What it's for (Indications)
- Management of schizophrenia and other psychotic disorders, including acute treatment of agitation associated with schizophrenia.
- Also indicated for acute treatment of manic/mixed episodes of bipolar I disorder and for maintenance treatment of bipolar I disorder as an adjunct to lithium or valproate, and for maintenance of clinical improvement in general.
Dosage Information
| Type | Guideline |
|---|---|
| Standard | Oral capsules must be administered with food; do not open, crush, or chew. For schizophrenia: Initiate at 20 mg twice daily. Daily dosage may be adjusted up to 80 mg twice daily, with adjustments occurring at intervals of not less than 2 days. Doses up to 100 mg twice daily have demonstrated safety and efficacy. The lowest effective dose should be used. For acute treatment of manic/mixed episodes of bipolar I disorder: Initiate at 40 mg twice daily. Increase to 60 mg or 80 mg twice daily on Day 2 of treatment. Subsequent dose adjustments should be based on tolerability and efficacy within the range of 40-80 mg twice daily. For maintenance treatment of bipolar I disorder (as an adjunct to lithium or valproate): Continue treatment at the same dose on which the patient was initially stabilized, within the range of 40-80 mg twice daily. For acute treatment of agitation associated with schizophrenia, 10 mg intramuscularly may be administered. |
Safety & Warnings
Common Side Effects
- Common side effects may include asthenia (abnormal weakness), headache, gastrointestinal disturbances, drowsiness, agitation, akathisia (restlessness and urge to move), dizziness, dystonia (abnormal muscle tone), extra-pyramidal syndrome, hypotonia (abnormally low muscle tone), tremor, and abnormal vision.
Serious Warnings
- Black Box Warning: Increased Mortality in Elderly Patients with Dementia-Related Psychosis. Elderly patients with dementia-related psychosis treated with antipsychotic drugs are at an increased risk of death. Ziprasidone is not approved for the treatment of patients with dementia-related psychosis.

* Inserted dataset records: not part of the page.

PR #772, opened 2025-01-15
Hangs when selecting book with no chapter 1

davidmoore1:


chrisvire (approved):

chrisvire:
If there are other places that we are assuming that the first chapter is chapter 1, then we might want to add it to $refs object.

davidmoore1:
There are issues with at least one of the other two places.  I'll look creating a fix for those in a separate PR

- Caution is advised in patients with QT prolongation, neuroleptic malignant syndrome (NMS), tardive dyskinesia, metabolic changes (including hyperglycemia), seizures, and with concomitant use of CNS drugs/alcohol.
- Other severe adverse reactions include increased mortality in elderly patients with dementia-related psychosis, cerebrovascular adverse reactions (including stroke) in elderly patients with dementia-related psychosis, QT prolongation and risk of sudden death, serotonin syndrome, severe cutaneous adverse reactions, rash, orthostatic hypotension, and falls.
- For pregnancy, the risk cannot be ruled out; consult a physician for advice.
- For lactation, this drug is contraindicated or not recommended; consult a physician for advice.
How it Works (Mechanism of Action)
Ziprasidone, an atypical antipsychotic belonging to the benzisothiazolylpiperazine class, exerts its complex therapeutic actions primarily through a multifaceted modulation of central nervous system receptors. Its principal mechanism involves potent antagonism at postsynaptic dopamine D2 receptors, a common pathway for antipsychotic efficacy, particularly in ameliorating positive symptoms of psychosis. Concurrently, ziprasidone demonstrates high affinity and antagonism at serotonin 5-HT2A receptors. This dual D2/5-HT2A antagonism is believed to contribute to its atypical profile, leading to a reduced propensity for extrapyramidal side effects compared to first-generation antipsychotics, while also potentially improving negative and cognitive symptoms. Beyond these primary actions, ziprasidone functions as a partial agonist at serotonin 5-HT1A receptors, a mechanism hypothesized to contribute to its anxiolytic, antidepressant, and cognitive-enhancing properties. It also acts as an antagonist at 5-HT1D receptors. Furthermore, ziprasidone exhibits moderate affinity for histamine H1 receptors and alpha-1 adrenergic receptors, which can account for some observed side effects such as sedation and orthostatic hypotension, respectively. A distinct pharmacological characteristic of ziprasidone is its inhibition of the reuptake of both norepinephrine and serotonin by binding to norepinephrine transporters (NET) and serotonin transporters (SERT), contributing to its antidepressant effects and broader mood stabilization. Notably, ziprasidone possesses negligible affinity for muscarinic M1 cholinergic receptors, thereby minimizing the risk of anticholinergic side effects.